How much is $655 million today worth in permanent tax cuts? To calculate this we use an economic formula called net present value. NPV recognises that a dollar today is worth more to you than the promise of a dollar tomorrow. We take the future tax cut payments and adjust their value by the interest rate to get their present value.  Nothing controversial in that, it’s Econ 101.

Do the equation using a 10% interest rate and turns out that a one-off payment of $655 million today is worth the same as a tax cut of $65 million a year forever. $65 million a year split between 3.2 million taxpayers is worth 40 cents a week each.

So, let’s get this straight. The Government has brought back a vital piece of our transport infrastructure which, with upgrades, will form the backbone of our low-carbon transport future. And National’s offer is 40 cents a week in tax cuts instead?

A couple of months back Key was offering a 50 cent tax cut by capping the core public service. Add to that another 40 cents and you’re nearly half way to that litre of petrol you’ve always wanted. And you’re only down a well-staffed public service and the railways.

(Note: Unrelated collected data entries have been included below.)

PR #1067, opened 2024-12-19
Update generated description

Netyyyy:
Replace single/double quotes with backticks, ignoring possessive and nested cases.


Netyyyy:
@saragluna please help take a review

spring-cloud-azure-markdown-appdendix-generator/src/main/java/com/azure/spring/cloud/internal/Main.java
saragluna, line 1: Do you think we should replace double quote as well?

saragluna (approved):

PR #1068, opened 2024-12-25
Update url and some formats

Netyyyy:
change `xxx: https://learn.microsoft.com/xxx` to `[xxx](xxx)`
add `` for GrantedAuthority's and access_token's
fix not to change n't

17 comments on “The 40 cent tax cut”

  1. Billy 1

    So $655m is all we’re going to have to spend on the railways, Steve? Last time the government ran it it lost about $50m a year.

  2. big bruv 2

    Wow Steve, you really are desperate if you try and justify this extraordinary waste of public funds in this fashion.

    Klark and Kullen have committed economic sabotage much like Labour did in 1990, you simply cannot trust them.

  3. Steve Pierson 3

    I’m simply explaining that the opportunity cost of buying the rail stock was not $655 million a year in tax cuts as National and others would have you believe.

    it was $65 million only in tax cuts (or operating spending, NPV applies to both). And that’s 40 cents each a week.

  4. Patrick 4

    Billy, you should note that Toll have managed to make the railways break even, which is quite an achievement given the asset stripping that National’s croneys did to it in the 90s. However the government does want to pump more money into it and upgrade it, but it certainly looks a lot more commercially viable now than it did 10 years ago.

    I don’t suppose you heard the CEO of Fonterra saying they now want to transport up to 80% of their product via the railways?

    So, what would you prefer, a well run, economically viable public asset, or an extra 40 cents in your pocket each week?

  5. Once again the left thinks, Aunty Helen knows what is best for us. How about letting the public decide what to do with OUR money. You see a taxbreak is not giving people a LOLLIE. A taxbreak is the government, not taking as much money as you have in the past.

  6. Billy 6

    Patrick, I’ll bet you that 40c that the taxpayer has to subsidise rail for as long as it owns it.

  7. Steve Pierson 7

    Brett, don’t roll out the taxation is theft line unless you’re arguing against all taxation and the government services it pays for, we are just arguing over whether or not a particular piece of spending is better than a tax cut.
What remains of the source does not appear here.